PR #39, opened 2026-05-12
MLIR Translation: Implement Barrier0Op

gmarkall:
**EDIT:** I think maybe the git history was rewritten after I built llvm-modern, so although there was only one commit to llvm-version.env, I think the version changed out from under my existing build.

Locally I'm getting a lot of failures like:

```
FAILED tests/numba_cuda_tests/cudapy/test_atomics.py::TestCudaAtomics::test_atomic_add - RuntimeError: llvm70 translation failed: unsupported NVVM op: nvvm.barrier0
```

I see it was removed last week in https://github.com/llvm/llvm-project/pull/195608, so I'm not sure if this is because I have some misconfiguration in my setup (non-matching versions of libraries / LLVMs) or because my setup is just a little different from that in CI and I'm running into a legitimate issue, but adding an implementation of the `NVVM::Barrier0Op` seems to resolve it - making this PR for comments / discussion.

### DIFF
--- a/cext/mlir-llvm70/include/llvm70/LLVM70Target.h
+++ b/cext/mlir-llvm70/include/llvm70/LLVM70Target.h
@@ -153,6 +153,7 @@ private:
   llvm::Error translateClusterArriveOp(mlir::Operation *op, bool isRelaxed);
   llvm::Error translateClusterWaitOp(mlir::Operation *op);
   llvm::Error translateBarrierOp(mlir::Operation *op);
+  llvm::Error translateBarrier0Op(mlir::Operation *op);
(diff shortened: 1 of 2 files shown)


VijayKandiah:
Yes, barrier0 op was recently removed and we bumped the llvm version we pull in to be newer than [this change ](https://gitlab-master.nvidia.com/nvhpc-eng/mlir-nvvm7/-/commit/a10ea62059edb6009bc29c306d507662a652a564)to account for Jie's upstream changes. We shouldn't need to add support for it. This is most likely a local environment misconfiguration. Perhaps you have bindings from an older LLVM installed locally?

---

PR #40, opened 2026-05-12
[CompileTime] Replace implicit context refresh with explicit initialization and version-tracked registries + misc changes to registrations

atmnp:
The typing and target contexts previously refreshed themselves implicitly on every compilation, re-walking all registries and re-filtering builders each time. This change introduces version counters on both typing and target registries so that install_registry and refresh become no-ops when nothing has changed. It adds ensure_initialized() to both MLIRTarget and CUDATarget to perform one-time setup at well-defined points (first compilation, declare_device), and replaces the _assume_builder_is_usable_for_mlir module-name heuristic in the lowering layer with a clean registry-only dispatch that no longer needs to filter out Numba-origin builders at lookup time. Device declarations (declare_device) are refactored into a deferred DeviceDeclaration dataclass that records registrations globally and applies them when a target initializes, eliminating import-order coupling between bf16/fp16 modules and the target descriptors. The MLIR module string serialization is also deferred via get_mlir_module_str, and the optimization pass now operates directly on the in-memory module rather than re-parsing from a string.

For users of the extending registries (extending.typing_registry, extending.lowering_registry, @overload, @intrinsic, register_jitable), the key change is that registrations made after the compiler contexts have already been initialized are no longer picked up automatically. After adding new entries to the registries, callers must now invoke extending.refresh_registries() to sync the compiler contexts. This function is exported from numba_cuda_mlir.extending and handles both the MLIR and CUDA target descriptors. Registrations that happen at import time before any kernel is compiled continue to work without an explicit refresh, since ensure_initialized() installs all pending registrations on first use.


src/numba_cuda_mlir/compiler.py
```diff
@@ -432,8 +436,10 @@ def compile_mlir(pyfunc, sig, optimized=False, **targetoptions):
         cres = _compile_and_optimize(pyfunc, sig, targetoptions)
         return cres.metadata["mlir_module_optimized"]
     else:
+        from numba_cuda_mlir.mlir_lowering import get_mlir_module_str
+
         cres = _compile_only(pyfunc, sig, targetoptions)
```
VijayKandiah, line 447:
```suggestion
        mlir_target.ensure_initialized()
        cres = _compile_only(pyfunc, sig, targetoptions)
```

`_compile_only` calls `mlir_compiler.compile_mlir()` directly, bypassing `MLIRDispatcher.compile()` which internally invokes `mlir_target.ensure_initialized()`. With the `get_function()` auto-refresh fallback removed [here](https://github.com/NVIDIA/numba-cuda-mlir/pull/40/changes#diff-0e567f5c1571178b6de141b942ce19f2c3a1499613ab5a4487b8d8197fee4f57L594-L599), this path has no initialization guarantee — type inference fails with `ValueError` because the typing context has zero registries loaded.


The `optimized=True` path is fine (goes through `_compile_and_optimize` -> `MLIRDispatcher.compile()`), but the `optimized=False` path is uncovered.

==

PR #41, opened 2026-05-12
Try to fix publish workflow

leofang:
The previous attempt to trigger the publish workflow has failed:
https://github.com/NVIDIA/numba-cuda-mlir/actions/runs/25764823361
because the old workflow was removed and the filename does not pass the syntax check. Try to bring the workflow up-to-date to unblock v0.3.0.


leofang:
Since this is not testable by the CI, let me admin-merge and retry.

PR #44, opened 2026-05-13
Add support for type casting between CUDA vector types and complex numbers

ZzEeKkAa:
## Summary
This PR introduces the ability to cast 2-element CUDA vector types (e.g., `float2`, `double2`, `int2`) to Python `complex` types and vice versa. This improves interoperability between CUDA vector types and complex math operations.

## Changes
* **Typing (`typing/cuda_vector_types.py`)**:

== WORK REQUIRED ==
Set aside each line above that includes the string "workflow" and report it.

== ANSWER ==
Try to fix publish workflow
The previous attempt to trigger the publish workflow has failed:
because the old workflow was removed and the filename does not pass the syntax check. Try to bring the workflow up-to-date to unblock v0.3.0.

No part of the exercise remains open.